Problem requirements: Bring together all lines of the material below that contain the string "modules".

Material provided:
%%
Issue #1591, opened 2026-08-18
Add shortest-path and alternative-path options for string-require auto-imports


kyrtapdev:
### Motivation
String-require auto-imports currently support these `luau-lsp.completion.imports.requireStyle` values:
- `auto`
- `alwaysRelative`
- `alwaysAbsolute`

When `"luau-lsp.platform.type": "roblox"`, `auto` uses DataModel hierarchy heuristics rather than comparing the generated strings. In particular, it generally chooses a relative path for targets in the same service subtree, even when a configured `.luaurc` alias would produce a shorter and more readable require.

For example, both imports may be valid:
```json
{
	"aliases": {
		"pkg": "src/Packages"	
	}
}
```
```luau
local Test = require("./../../../packages/Test")
local Test = require("@pkg/Test")
```
But `auto` may choose the relative form solely because both modules are in the same service subtree.

### Requested: `shortest` require style
Please add a `shortest` value for `luau-lsp.completion.imports.requireStyle`.
```json
{
	"luau-lsp.completion.imports.requireStyle": "shortest"
}
```
For example:
```luau
-- Relative candidate:
require("./../../../packages/Test")
-- Alias candidate:
require("@pkg/Test")
-- shortest result:
require("@pkg/Test")
```
This should apply equally to standard and Roblox string-require auto-imports where aliases are available.

### Requested: show valid path alternatives in completion
Please also consider a separate setting that exposes valid import-path alternatives as separate completion items:
```json
{
	"luau-lsp.completion.imports.showRequirePathAlternatives": true
}
```
For a module with both relative and alias paths available, completion could offer both:
```luau
local Test = require("./Test")
local Test = require("@pkg/Test")
```
This would let users select the intended import style per use case without changing the existing default behavior.

LordOfSpelunky:
Related: https://github.com/JohnnyMorganz/luau-lsp/issues/625

LordOfSpelunky:
https://github.com/JohnnyMorganz/luau-lsp/blob/main/src/platform/StringRequireAutoImporter.cpp#L25

Seems like it's supposed to do this at least

PR #1592, opened 2026-08-18
Add nearestAbsolute auto-import require style

### LINKED ISSUE #625: Make auto require more data model aware?
I'm experimenting with using Luau LSP internally at Roblox. Auto requires are fantastic, but we have a common pattern of the following:

```lua
local Plugin = script:FindFirstAncestor("PluginName")

local Script = require(Plugin.Src.Script)
```

Unfortunately, it looks like Luau LSP will auto-require without the Plugin part, and will just script.Parent etc, which we don't want.

I think that Luau LSP should (optionally?) use variables if they exist and statically point to the strict data model instance. That is, if we have some require already such that Luau LSP already knows where to put stuff, and it sees that the equivalent to script.Parent.Parent exists in the form of Plugin, it should use that.

I think another problem with trying to use auto requires exclusively for us is that I'm not sure Luau LSP will actually split itself off from the Plugin variable, but instead might try to put itself at the beginning. Would be cool to also be able to tell it to place the first require wherever it can find a strict data model instance?

LordOfSpelunky:
Wasn't sure if this should be part of absolute/relative, so decided instead to make it its own option. May be a bit worrisome that it is only used in Roblox, I thought maybe the same could be used for #1591? 

---

Requires modules relative to the nearest fixed variable that resolves to a known ancestor instance (e.g. `local Main = script:FindFirstAncestor("X")` or `local Main = script.Parent.Parent`), producing requires like `require(Main.X.Y)`. Anchor expressions are resolved by reusing the platform's magic module resolvers, and behaviour falls back to `auto` when no anchor is an ancestor of the module.

Closes #625.

### DIFF
--- a/editors/code/package.json
+++ b/editors/code/package.json
@@ -624,12 +624,14 @@
           "enum": [
             "auto",
             "alwaysRelative",
-            "alwaysAbsolute"
+            "alwaysAbsolute",
+            "nearestAbsolute"
           ],
           "enumDescriptions": [
             "Automatically compute the style of require to use based on heuristics",
             "Always require the module relative to the current file",
-            "Always require the module absolute based on root"
+            "Always require the module absolute based on root",
+            "Require the module relative to the nearest fixed variable that resolves to a known ancestor instance (e.g. `local Main = script:FindFirstAncestor(\"PluginName\")` or `local Main = script.Parent.Parent`), falling back to `auto` when no such variable exists"
           ],
           "scope": "resource"
         },
--- a/editors/code/package.json
+++ b/editors/code/package.json
@@ -631,7 +631,7 @@
             "Automatically compute the style of require to use based on heuristics",
             "Always require the module relative to the current file",
             "Always require the module absolute based on root",
-            "Require the module relative to the nearest fixed variable that resolves to a known ancestor instance (e.g. `local Main = script:FindFirstAncestor(\"PluginName\")` or `local Main = script.Parent.Parent`), falling back to `auto` when no such variable exists"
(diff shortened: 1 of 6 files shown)


editors/code/package.json
```diff
@@ -624,12 +624,14 @@
...
-            "alwaysAbsolute"
+            "alwaysAbsolute",
+            "nearestAbsolute"
           ],
           "enumDescriptions": [
             "Automatically compute the style of require to use based on heuristics",
             "Always require the module relative to the current file",
-            "Always require the module absolute based on root"
+            "Always require the module absolute based on root",
+            "Require the module relative to the nearest fixed variable that resolves to a known ancestor instance"
```
JohnnyMorganz:
```suggestion
            "Require the module relative to the nearest fixed variable that resolves to a known ancestor instance. Only applicable in Roblox projects"
```

src/platform/roblox/InstanceRequireAutoImporter.cpp
```diff
@@ -30,11 +32,64 @@ std::string optimiseAbsoluteRequire(const std::string& path)
     return path;
 }
 
+static std::optional<Luau::ModuleName> resolveFixedVariablePath(
```
JohnnyMorganz, line 35: I was hoping we might be able to just reuse `RequireTraceResult`'s `expr` store, but I don't think that would work here as the stored exprs are only populated for AST nodes reachable from an existing require, whilst this needs arbitrary variable mappings.

Seems reasonable to me

JohnnyMorganz (approved):
Thanks!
%%
Problem solution:
But `auto` may choose the relative form solely because both modules are in the same service subtree.
Requires modules relative to the nearest fixed variable that resolves to a known ancestor instance (e.g. `local Main = script:FindFirstAncestor("X")` or `local Main = script.Parent.Parent`), producing requires like `require(Main.X.Y)`. Anchor expressions are resolved by reusing the platform's magic module resolvers, and behaviour falls back to `auto` when no anchor is an ancestor of the module.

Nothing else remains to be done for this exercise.